## [WHAT IS EXPECTED]
Using the records underneath, tally the lines where the word "either" appears and please give only the count.

## [GIVEN RECORDS]
BEGIN

PR #692, opened 2022-10-28
Add Array#pack directives 'X' and 'x'

Crystalsage:
This PR implements array pack directives 'X' and 'x'. Related to issue #195.

## 'x' directive
The 'x' directive packs `count` amount of null bytes. Null bytes are packed irrespective of the length of the array.

```ruby
nat> [1,2,3].pack('xxxx')
"\x00\x00\x00\x00"
nat>
```

## 'X' directive
The 'X' directive pops the rightmost `count` amount of characters from the string. `count` is 1 by default.

```ruby
# Pack all integers as characters and remove the rightmost two
nat> [65,66,67].pack('C*X2')
"A"
nat>
```

Asterisk modifiers have no effect on either of the directives. 

## Specs
All specs seem to pass! :)

image

### DIFF
--- a/include/natalie/array_packer/packer.hpp
+++ b/include/natalie/array_packer/packer.hpp
@@ -128,9 +128,33 @@ namespace ArrayPacker {
                     });
                     break;
                 }
-                case 'x':
-                    // TODO
+                case 'x': {
+                    // Asterisks have no effect on this directive.
+                    if (token.star)
+                        break;
+
+                    auto null_byte_count = (token.count < 0) ? 1: token.count;
+                    for (int count = 0; count < null_byte_count; count++) {
+                        m_packed.append_char('\0');
+                    }
                     break;
+                }
+                case 'X': {
+                    // Asterisks have no effect on this directive.
+                    if (token.star)
+                        break;
+
+                    auto amount_of_truncated_bytes = (token.count < 0) ? 1: token.count;
+
+                    // If the packed string is empty or if the amount of bytes to be truncated 
+                    // is greater than the packed string's current length, 
+                    // then we can't truncate it. Raise ArgumentError.
+                    if (m_packed.length() == 0 || (int)m_packed.length() < amount_of_truncated_bytes) {
+                        env->raise("ArgumentError", "X outside of the string");
+                    }
+                    m_packed.truncate(m_packed.length() - amount_of_truncated_bytes);
+                    break;
+                }
                 case '@': {
                     auto count = (token.count < 0) ? 1 : token.count;
                     auto missing_chars = static_cast<nat_int_t>(count) - static_cast<nat_int_t>(m_packed.size());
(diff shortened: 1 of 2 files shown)


Crystalsage:
I force pushed on this commit to improve the code formatting a bit and make a comment more readable.

include/natalie/array_packer/packer.hpp
```diff
@@ -128,9 +128,33 @@ namespace ArrayPacker {
                     });
                     break;
                 }
-                case 'x':
-                    // TODO
+                case 'x': {
+                    // Asterisks have no effect on this directive.
+                    if (token.star)
+                        break;
```
seven1m, line 134: I don't understand how `break` can work here. That means the 'x' token is ignored? But in the Ruby docs [it says](https://github.com/seven1m/ruby_spec/blob/6058ec330b3ed47c55c1dd6feef3ff8c33d6a0bb/core/string/unpack/x_spec.rb#L51-L53):

>it "moves the read index to the end of the string when passed the '*' modifier"

include/natalie/array_packer/packer.hpp
```diff
@@ -128,9 +128,33 @@ namespace ArrayPacker {
...
+                    auto null_byte_count = (token.count < 0) ? 1: token.count;
+                    for (int count = 0; count < null_byte_count; count++) {
+                        m_packed.append_char('\0');
+                    }
+                    break;
+                }
+                case 'X': {
+                    // Asterisks have no effect on this directive.
+                    if (token.star)
+                        break;
```
seven1m, line 145: Similarly, for this `break`, how doe this make the [spec](https://github.com/seven1m/ruby_spec/blob/6058ec330b3ed47c55c1dd6feef3ff8c33d6a0bb/core/string/unpack/x_spec.rb#L22-L24) pass?

>it "moves the read index back by the remaining bytes when passed the '*' modifier"

What I understand from that spec is this (but maybe I'm wrong):

1. Given the code:
 
   ```
   "abcd".unpack("C3X*C")
   ```

2. `C3` consumes three 8-bit bytes, resulting in:

   ```
   [97, 98, 99]
   ```

   ...and leaving the cursor (m_index) here:

   ```
   "abcd"
       ^
   ```

3. `X*` moves the cursor "back by the remaining bytes". In this case, the remaining bytes is `1`, since we are on the last byte of the string. So the cursor moves back to the `c`, like this:

   ```
   "abcd"
      ^
   ```

4. The last directive of `C` grabs an 8-bit byte, which is the representation of `c`, resulting in:

   ```
   [97, 98, 99, 99]
   ```

I'm curious how the specs are passing given that we are ignoring this directive. :thinking:

seven1m (approved):
Looks good!

(You might have seen a notification about some comments I made, but I was just confused about Array#pack vs String#unpack. Ignore those! :hugs:)

PR #693, opened 2022-10-29
String: return string value in the same encoding

andrykonchin:
Fixed String methods:

- `#chomp`
- `#succ`
- `#[]`
- `#byteslice`
- `#slice`/`#slice!`
- `#sub`
- `#split`
- `#ljust`
- `#strip!`/`#lstrip`/`#lstrip!`/`#rstrip`/`#rstrip!`
- `#downcase`
- `#upto`
- `#reverse`
- `#delete_prefix`
- `#delete_suffix`
- `#partition`

These methods might return String value in UTF-8 and ignore encoding of the original String, as far as don't set encoding explicitly and UTF-8 is used as a default one.

### Example to illustrate the issue

```ruby
"hello".encode("US-ASCII").sub("ll", "*").encoding
# => UTF-8
```

But expected one is US-ASCII.

### Tests

Not sure whether RubySpec project imports spec changes made in Natalie so I will add specs to reproduce the found issues directly in RubySpec.

### DIFF
--- a/src/string_object.cpp
+++ b/src/string_object.cpp
@@ -162,7 +162,7 @@ Value StringObject::chomp(Env *env, Value record_separator) {
 
     size_t end_idx = m_string.length();
     if (end_idx == 0) { // if this is an empty string, return empty sring
-        return new StringObject();
+        return new StringObject("", m_encoding);
     }
 
     String global_record_separator = env->global_get("$/"_s)->as_string()->string();
@@ -177,7 +177,7 @@ Value StringObject::chomp(Env *env, Value record_separator) {
             --end_idx;
         }
 
-        return new StringObject(m_string.substring(0, end_idx));
+        return new StringObject(m_string.substring(0, end_idx), m_encoding);
         // When called with custom global record separator and no args
         // don't remove \r unless specified by record separator
     } else if (record_separator.is_null()) {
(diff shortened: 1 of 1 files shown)


src/string_object.cpp
```diff
@@ -1893,7 +1893,7 @@ Value StringObject::ljust(Env *env, Value length_obj, Value pad_obj) {
     }
 
     if (padstr->string().is_empty())
-        env->raise("ArgumentError", "can't pad with an empty string");
+        env->raise("ArgumentError", "zero width padding");
```
andrykonchin, line 1896: Not relevant change, just fixed an error message (this message isn't checked in RubySpec, heh):

```ruby
# ruby 3.1.2p20

"a".ljust(10, "")
(irb):184:in `ljust': zero width padding (ArgumentError)
```

seven1m (approved):

seven1m:
The his is great! This ok to merge now, or should I wait for spec coverage? (I'm ok either way.)

andrykonchin:
Let's have it merged now if you don't mind.

andrykonchin:
I've finally prepared specs for these changes - https://github.com/ruby/spec/pull/974. Probably we can import them after merging the PR.

PR #694, opened 2022-10-29
CSV header_row? and lineno test

imustafin:
Adds `CSV#lineno` spec for #551.

Also adds `CSV#header_row?` method and tests.

And moves some files from `spec` to `test`. Earlier I placed my own tests in `spec` by mistake in #652 (they should go to `test`, right?).


seven1m:
> they should go to test, right?

Yep, that's perfect!

PR #697, opened 2022-10-30
Add String#rjust

andrykonchin:


seven1m:
Thanks for making the methods const!

Issue #608, opened 2022-09-05
Implement methods of `Complex`


ryangjchandler:
Our main approach is to work on one spec from [ruby/spec](https://github.com/ruby/spec/tree/master/core/complex) at a time, implementing as much of the spec as possible, then check it off the list:

* [x] abs2_spec.rb
* [x] abs_spec.rb
* [x] angle_spec.rb
* [x] arg_spec.rb
* [x] coerce_spec.rb
* [x] comparison_spec.rb
* [x] conj_spec.rb
* [x] conjugate_spec.rb
* [x] constants_spec.rb
* [x] denominator_spec.rb
* [x] divide_spec.rb
* [x] eql_spec.rb
* [x] equal_value_spec.rb
* [x] exponent_spec.rb
* [x] fdiv_spec.rb
* [x] finite_spec.rb
* [x] hash_spec.rb
* [x] imag_spec.rb
* [x] imaginary_spec.rb
* [x] infinite_spec.rb
* [x] inspect_spec.rb
* [x] integer_spec.rb
* [x] magnitude_spec.rb
* [x] marshal_dump_spec.rb
* [x] minus_spec.rb
* [x] multiply_spec.rb
* [x] negative_spec.rb
* [x] numerator_spec.rb
* [x] phase_spec.rb
* [x] plus_spec.rb
* [x] polar_spec.rb
* [x] positive_spec.rb
* [x] quo_spec.rb
* [x] rationalize_spec.rb
* [x] real_spec.rb
* [x] rect_spec.rb
* [x] rectangular_spec.rb
* [x] to_c_spec.rb
* [x] to_f_spec.rb
* [x] to_i_spec.rb
* [x] to_r_spec.rb
* [x] to_s_spec.rb
* [x] uminus_spec.rb

herwinw:
Most of these have been fixed by now, the only one remaining is `exponent_spec.rb` where I've gotten kind of confused by the math behind it. The rest of the specs is equal to the current version of ruby_spec.

ryangjchandler:
@herwinw I'm gonna sort the exponent one tonight :^) The math is a little complex (no pun intended), I have to admit.

ryangjchandler:
I believe this one is all done now, whoop! 🎉

seven1m:
Thanks for all your work on this everybody! ❤️

PR #699, opened 2022-10-31
Add more Complex methods

tekknolagi:
Also add new specs from upstream ruby/spec.

Continues #608.

### DIFF
--- a/spec/core/complex/denominator_spec.rb
+++ b/spec/core/complex/denominator_spec.rb
@@ -1,0 +1,13 @@
+require_relative '../../spec_helper'
+
+describe "Complex#denominator" do
+  it "returns the least common multiple denominator of the real and imaginary parts" do
+    Complex(3, 4).denominator.should == 1
+    Complex(3, bignum_value).denominator.should == 1
+
+    Complex(3, Rational(3,4)).denominator.should == 4
+
+    Complex(Rational(4,8), Rational(3,4)).denominator.should == 4
+    Complex(Rational(3,8), Rational(3,4)).denominator.should == 8
+  end
+end
--- a/spec/core/complex/integer_spec.rb
+++ b/spec/core/complex/integer_spec.rb
@@ -1,0 +1,11 @@
+require_relative '../../spec_helper'
+
+describe "Complex#integer?" do
+  it "returns false for a Complex with no imaginary part" do
+    Complex(20).integer?.should be_false
+  end
+
+  it "returns false for a Complex with an imaginary part" do
+    Complex(20,3).integer?.should be_false
+  end
+end
--- a/spec/core/complex/numerator_spec.rb
+++ b/spec/core/complex/numerator_spec.rb
@@ -1,0 +1,19 @@
+require_relative '../../spec_helper'
+
+describe "Complex#numerator" do
+  it "returns self's numerator" do
+    Complex(2).numerator.should == Complex(2)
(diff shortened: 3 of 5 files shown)


tekknolagi:
It's been a long *long* time since I wrote Ruby, but I think from reading the source this (and potentially other methods) will need to construct an instance from the instance's type, not always base `Complex`. This will make `SomeComplexSubclass.numerator` return an instance of `SomeComplexSubclass` instead of base `Complex`.

I am unfortunately not sure how to call `self.class` from Ruby, so I followed the pattern from the other methods.

stevegeek:
Hi @tekknolagi ! 

Just chiming in here, is the problem here actually that `Complex` it not inheriting from `Numeric` ? 

Eg in Ruby

```
> Complex.ancestors
=> [Complex, Numeric, Comparable, Object, PP::ObjectMixin, Kernel, BasicObject]
```

and Numeric implements `integer?` for example, `https://github.com/ruby/ruby/blob/master/numeric.rb#L31`

While in natalie:

```
$ ./bin/natalie -e "puts Complex.ancestors"
[Complex, Object, Kernel, BasicObject]
```
`Numeric` is not the superclass of Complex. 

Numeric already implements `integer?` here: https://github.com/natalie-lang/natalie/blob/master/src/numeric.rb#L146

tekknolagi:
Sorry, accidentally closed. Great call @stevegeek. I made that change.

tekknolagi:
Hm, that's weird. The spec expects `Complex` not to define `positive?` or `negative?`, which `Numeric` provides. I wonder what upstream does.

tekknolagi:
Oh, looks like they call `rb_undef_method`.

src/numeric.rb
```diff
@@ -184,4 +184,7 @@ def numerator
   def denominator
     to_r.denominator
   end
+
+  undef :positive?
```
stevegeek, line 188: Yeah think thats right, `positive?` & `negative?` are [removed from Complex](https://github.com/ruby/ruby/blob/5ccb625fbbd1e774636a9fdbe0bf1c3d38e085d5/complex.c#L2400) in Ruby, but not from `Numeric`, so need to move these to `Complex`

tekknolagi: oh, lol, oops. was editing the wrong file

seven1m (approved):
I admit I don't know a lot about Complex. @stevegeek do you feel good about this PR now?

ryangjchandler:
Complex not inheriting from `Numeric` is my mistake!

stevegeek:
@seven1m @tekknolagi Will take a look bit later and let you know if I notice anything else!

seven1m:
I went ahead and merged. If there's anything we need to change, we can do it in another PR. Thanks all!

stevegeek:
Just one extra comment, seems like the ancestor chain has Comparable twice?

```
TLW:natalie stephen$ ./bin/natalie -e "puts Complex.ancestors"
[Complex, Numeric, Comparable, Comparable, Object, Kernel, BasicObject]
```

Compared to Ruby

```
irb(main):005:0> Complex.ancestors
=> [Complex, Numeric, Comparable, Object, PP::ObjectMixin, Kernel, BasicObject]
```

seven1m:
Whoops! Yeah that's wrong. It might be just reporting it twice though... will you file an issue?

stevegeek:
Done https://github.com/natalie-lang/natalie/issues/705 !

PR #700, opened 2022-10-31
Comment out missing socket constants

### LINKED ISSUE #633: Socket errors on macOS
Attempting to load the socket library on macOS fails with a number of undeclared identifier errors:

    $ bin/natalie -e "require 'socket'"
    /var/folders/wc/ng7w8yms69j6vpvqck4x2shh0000gn/T/natalie.cpp20221003-18022-x9mqwj:1181:81: error: use of undeclared identifier 'AF_AX25'
        auto const_set75 =  self->const_set(symbols[19]/*:AF_AX25*/, Value::integer(AF_AX25));
    /var/folders/wc/ng7w8yms69j6vpvqck4x2shh0000gn/T/natalie.cpp20221003-18022-x9mqwj:1188:83: error: use of undeclared identifier 'AF_PACKET'
        auto const_set82 =  self->const_set(symbols[26]/*:AF_PACKET*/, Value::integer(AF_PACKET));
    ...
    ...
    fatal error: too many errors emitted, stopping now [-ferror-limit=]
    20 errors generated.

Reading around I think we might need to `#define __APPLE_USE_RFC_3542` before including including <netinet/in.h>[^1] but I can't find the correct place to put that where it'll fix the errors.

Where should that line go where it will be picked up by `require 'socket.cpp'` correctly?

[^1]: See comment in https://opensource.apple.com/source/xnu/xnu-1699.32.7/bsd/netinet6/in6.h

timcraft:
Closes #633

I'm not sure what the "correct" fix is here—we could add some kind of conditional to check if these are defined? For now simply commenting out these missing constants makes it possible to compile the socket code on macOS.


seven1m:
I think #702 will be better, assuming it works on both Linux and Mac. (Only tested on mac so far, but we'll see if CI passes.)

timcraft:
@seven1m Much better 🤌❤️ Thank you!

PR #701, opened 2022-10-31
Fix Addrinfo.new with packed sockaddr string argument

timcraft:
Together with #700 this makes `examples/webserver.rb` work for me on macOS 😎


seven1m:
Fantastic!

PR #709, opened 2022-11-04
Fix Kernel#is_a? for comparing Module to itself

timcraft:
In the general case where the receiver and the argument are the same value this should return false, but there's an edge case for the `Module` object where it should return true:

    $ irb
    irb(main):001:0> Module.is_a?(Module)
    => true

This also fixes Kernel#instance_of? which currently raises an error with `Module` as an argument, for example:

    $ bin/natalie
    nat> Enumerable.instance_of?(Module)
            2: from (repl):1:in `<main>'
            1: from src/kernel.rb:40:in `instance_of?'
    src/kernel.rb:40:in `raise': class or module required (TypeError)


seven1m (approved):
Nice find!

PR #713, opened 2022-11-04
Implement Marshal.dump and Marshal.load

timcraft:
Test coverage mostly in `test/natalie/marshal_test.rb` for now... a few more details/quirks to implement before we can get the ruby/spec specs passing (float encoding, symbol links, user classes, Struct, Time zones etc)


seven1m (approved):
Whoa cool!!!

PR #714, opened 2022-11-07
Fix String#valid_encoding? for UTF-8

andrykonchin:
There was one failing spec in `spec/core/string/setbyte_spec.rb`. I've investigated it and found out that current implementation of `Utf8EncodingObject::next_char` is not comprehensive and allows false positives.

Changes:
- fixed String#valid_encoding? for UTF-8
- added missing aliases for UTF-8 and US-ASCII

Specs are added to RubySpec here https://github.com/ruby/spec/pull/975.


seven1m (approved):
This is fantastic. You should also update `Natalie::build_top_env()` around [here](https://github.com/natalie-lang/natalie/blob/master/src/natalie.cpp#L178) in order to set the constants on `Encoding`.

andrykonchin:
Done.

PR #715, opened 2022-11-08
Add support for String#-@

nanobowers:
Added String unary minus method.
Currently, there does not appear to be any support for deduplication of frozen strings in Natalie, so some related tests have been skipped for now.  Moves test coverage in a positive direction.


seven1m:
Thank you!

PR #716, opened 2022-11-09
Implement String.try_convert

nanobowers:
Implemented `String.try_convert`, which is structurally similar to `Array.try_convert`.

END

## [RESPONSE]
2